▸ THE INPUT
PR #939, opened 2016-04-08
[REEF-1224] IMRU Fault Tolerance - Separate Data downloading from Tas…

dkm2110:
…k injection

This addressed the issue by
  * forcing IDataPartition to be instantiated at root context and service level in mappers
  * instantiating the Network service at task level to make fault tolerance easier

JIRA:
  [REEF-1224](https://issues.apache.org/jira/browse/REEF-1224)

### DIFF
--- a/lang/cs/Org.Apache.REEF.IMRU/API/IIMRUClient.cs
+++ b/lang/cs/Org.Apache.REEF.IMRU/API/IIMRUClient.cs
@@ -22,16 +22,17 @@ using Org.Apache.REEF.Utilities.Attributes;
 namespace Org.Apache.REEF.IMRU.API
 {
     public interface IIMRUClient
-    {        
+    {
         /// <summary>
         /// Submit the given job for execution.
         /// </summary>
         /// <typeparam name="TMapInput">The type of the side information provided to the Map function</typeparam>
         /// <typeparam name="TMapOutput">The return type of the Map function</typeparam>
         /// <typeparam name="TResult">The return type of the computation.</typeparam>
+        /// <typeparam name="TDataHandler">Data Handler type</typeparam>
         /// <param name="jobDefinition">IMRU job definition</param>
         /// <returns>Result of IMRU</returns>
-        IEnumerable<TResult> Submit<TMapInput, TMapOutput, TResult>(IMRUJobDefinition jobDefinition);
+        IEnumerable<TResult> Submit<TMapInput, TMapOutput, TResult, TDataHandler>(IMRUJobDefinition jobDefinition);
 
         /// <summary>
         /// DriverHttpEndPoint returned by IReefClient after job submission
--- a/lang/cs/Org.Apache.REEF.IMRU/OnREEF/Driver/DataLoadingContext.cs
+++ b/lang/cs/Org.Apache.REEF.IMRU/OnREEF/Driver/DataLoadingContext.cs
@@ -5,9 +5,9 @@
 // to you under the Apache License, Version 2.0 (the
 // "License"); you may not use this file except in compliance
 // with the License.  You may obtain a copy of the License at
-//
+// 
 //   http://www.apache.org/licenses/LICENSE-2.0
-//
+// 
 // Unless required by applicable law or agreed to in writing,
 // software distributed under the License is distributed on an
 // "AS IS" BASIS, WITHOUT WARRANTIES OR CONDITIONS OF ANY
@@ -15,31 +15,36 @@
 // specific language governing permissions and limitations
 // under the License.
 
-using System.IO;
-using Org.Apache.REEF.IMRU.API;
+using System;
+using Org.Apache.REEF.Common.Events;
 using Org.Apache.REEF.IO.PartitionedData;
 using Org.Apache.REEF.Tang.Annotations;
+using Org.Apache.REEF.Utilities.Diagnostics;
+using Org.Apache.REEF.Utilities.Logging;
 
-namespace Org.Apache.REEF.IMRU.Examples.MapperCount
+namespace Org.Apache.REEF.IMRU.OnREEF.Driver
 {
-    /// <summary>
-    /// A MapFunction that returns its input.
-    /// </summary>
-    public sealed class IdentityMapFunction : IMapFunction<int, int>
+    internal class DataLoadingContext<T> : IObserver<IContextStart>
     {
+        private static readonly Logger Logger = Logger.GetLogger(typeof(DataLoadingContext<T>));
+
         [Inject]
-        private IdentityMapFunction(IInputPartition<Stream> dataPartition)
+        internal DataLoadingContext(IInputPartition<T> partition)
+        {
+            Logger.Log(Level.Info, "Entered data loading context");
+        }
+
+        public void OnNext(IContextStart value)
         {
         }
 
-        /// <summary>
-        /// Identity map function
-        /// </summary>
-        /// <param name="mapInput"></param>
-        /// <returns>mapInput itself</returns>
-        public int Map(int mapInput)
+        public void OnError(Exception error)
         {
-            return mapInput;
+            Exceptions.Throw(error, "Error occured in Data Loading context start", Logger);
+        }
+
+        public void OnCompleted()
+        {
         }
     }
 }
--- a/lang/cs/Org.Apache.REEF.IMRU/OnREEF/Driver/IMRUDriver.cs
+++ b/lang/cs/Org.Apache.REEF.IMRU/OnREEF/Driver/IMRUDriver.cs
@@ -31,6 +31,7 @@ using Org.Apache.REEF.IMRU.OnREEF.MapInputWithControlMessage;
 using Org.Apache.REEF.IMRU.OnREEF.Parameters;
 using Org.Apache.REEF.IMRU.OnREEF.ResultHandler;
 using Org.Apache.REEF.IO.PartitionedData;
+using Org.Apache.REEF.Network.Group.Config;
 using Org.Apache.REEF.Network.Group.Driver;
 using Org.Apache.REEF.Network.Group.Driver.Impl;
 using Org.Apache.REEF.Network.Group.Pipelining;
@@ -53,32 +54,40 @@ namespace Org.Apache.REEF.IMRU.OnREEF.Driver
     /// <typeparam name="TMapInput">Map Input</typeparam>
     /// <typeparam name="TMapOutput">Map output</typeparam>
     /// <typeparam name="TResult">Result</typeparam>
-    internal sealed class IMRUDriver<TMapInput, TMapOutput, TResult> : IObserver<IDriverStarted>,
-        IObserver<IAllocatedEvaluator>, IObserver<IActiveContext>, IObserver<ICompletedTask>, IObserver<IFailedEvaluator>
+    /// <typeparam name="TDataHandler">Data Handler type in IInputPartition</typeparam>
+    internal sealed class IMRUDriver<TMapInput, TMapOutput, TResult, TDataHandler> : IObserver<IDriverStarted>,
+        IObserver<IAllocatedEvaluator>,
+        IObserver<IActiveContext>,
+        IObserver<ICompletedTask>,
+        IObserver<IFailedEvaluator>,
+        IObserver<IFailedContext>,
+        IObserver<IFailedTask>,
+        IObserver<IRunningTask>
     {
-        private static readonly Logger Logger = Logger.GetLogger(typeof(IMRUDriver<TMapInput, TMapOutput, TResult>));
+        private static readonly Logger Logger =
+            Logger.GetLogger(typeof(IMRUDriver<TMapInput, TMapOutput, TResult, TDataHandler>));
 
         private readonly ConfigurationManager _configurationManager;
-        private readonly IPartitionedInputDataSet _dataSet;
+        private readonly int _totalMappers;
         private readonly IEvaluatorRequestor _evaluatorRequestor;
         private ICommunicationGroupDriver _commGroup;
         private readonly IGroupCommDriver _groupCommDriver;
         private readonly TaskStarter _groupCommTaskStarter;
-        private readonly ConcurrentStack<string> _taskIdStack;
         private readonly ConcurrentStack<IConfiguration> _perMapperConfiguration;
-        private readonly Stack<IPartitionDescriptor> _partitionDescriptorStack;
         private readonly int _coresPerMapper;
         private readonly int _coresForUpdateTask;
         private readonly int _memoryPerMapper;
         private readonly int _memoryForUpdateTask;
         private readonly ISet<IPerMapperConfigGenerator> _perMapperConfigs;
-        private readonly ConcurrentBag<ICompletedTask> _completedTasks;
+        private readonly IList<ICompletedTask> _completedTasks;
         private readonly int _allowedFailedEvaluators;
         private int _currentFailedEvaluators = 0;
-        private bool _reachedUpdateTaskActiveContext = false;
         private readonly bool _invokeGC;
+        private bool _imruDone = false;
+        private int _taskReady = 0;
+        private readonly object _lock = new object();
 
-        private readonly ServiceAndContextConfigurationProvider<TMapInput, TMapOutput>
+        private readonly ServiceAndContextConfigurationProvider<TMapInput, TMapOutput, TDataHandler>
             _serviceAndContextConfigurationProvider;
 
         [Inject]
@@ -94,7 +103,6 @@ namespace Org.Apache.REEF.IMRU.OnREEF.Driver
             [Parameter(typeof(InvokeGC))] bool invokeGC,
             IGroupCommDriver groupCommDriver)
         {
-            _dataSet = dataSet;
             _configurationManager = configurationManager;
             _evaluatorRequestor = evaluatorRequestor;
             _groupCommDriver = groupCommDriver;
@@ -103,23 +111,24 @@ namespace Org.Apache.REEF.IMRU.OnREEF.Driver
             _memoryPerMapper = memoryPerMapper;
             _memoryForUpdateTask = memoryForUpdateTask;
             _perMapperConfigs = perMapperConfigs;
-            _completedTasks = new ConcurrentBag<ICompletedTask>();
+            _totalMappers = dataSet.Count;
+            _completedTasks = new List<ICompletedTask>();
+
             _allowedFailedEvaluators = (int)(failedEvaluatorsFraction * dataSet.Count);
             _invokeGC = invokeGC;
 
             AddGroupCommunicationOperators();
-            _groupCommTaskStarter = new TaskStarter(_groupCommDriver, _dataSet.Count + 1);
-
-            _taskIdStack = new ConcurrentStack<string>();
-            _perMapperConfiguration = new ConcurrentStack<IConfiguration>();
-            _partitionDescriptorStack = new Stack<IPartitionDescriptor>();
-            ConstructTaskIdAndPartitionDescriptorStack();
+            _groupCommTaskStarter = new TaskStarter(_groupCommDriver, _totalMappers + 1);
+            _perMapperConfiguration = ConstructPerMapperConfigStack(_totalMappers);
             _serviceAndContextConfigurationProvider =
-                new ServiceAndContextConfigurationProvider<TMapInput, TMapOutput>(dataSet.Count + 1, groupCommDriver,
-                    _configurationManager, _partitionDescriptorStack);
+                new ServiceAndContextConfigurationProvider<TMapInput, TMapOutput, TDataHandler>(dataSet);
 
-            var msg = string.Format("map task memory:{0}, update task memory:{1}, map task cores:{2}, update task cores:{3}",
-                _memoryPerMapper, _memoryForUpdateTask, _coresPerMapper, _coresForUpdateTask);
+            var msg =
+                string.Format("map task memory:{0}, update task memory:{1}, map task cores:{2}, update task cores:{3}",
+                    _memoryPerMapper,
+                    _memoryForUpdateTask,
+                    _coresPerMapper,
+                    _coresForUpdateTask);
             Logger.Log(Level.Info, msg);
         }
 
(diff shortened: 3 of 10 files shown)


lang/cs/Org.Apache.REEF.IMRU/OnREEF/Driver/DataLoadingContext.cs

▸ ASSIGNMENT
Output the lines above exactly, but only those between the line holding "private readonly IEvaluatorRequestor" and the line holding "readonly ConcurrentStack<string> _taskIdStack;", inclusive.

▸ WRITTEN SOLUTION
         private readonly IEvaluatorRequestor _evaluatorRequestor;
         private ICommunicationGroupDriver _commGroup;
         private readonly IGroupCommDriver _groupCommDriver;
         private readonly TaskStarter _groupCommTaskStarter;
-        private readonly ConcurrentStack<string> _taskIdStack;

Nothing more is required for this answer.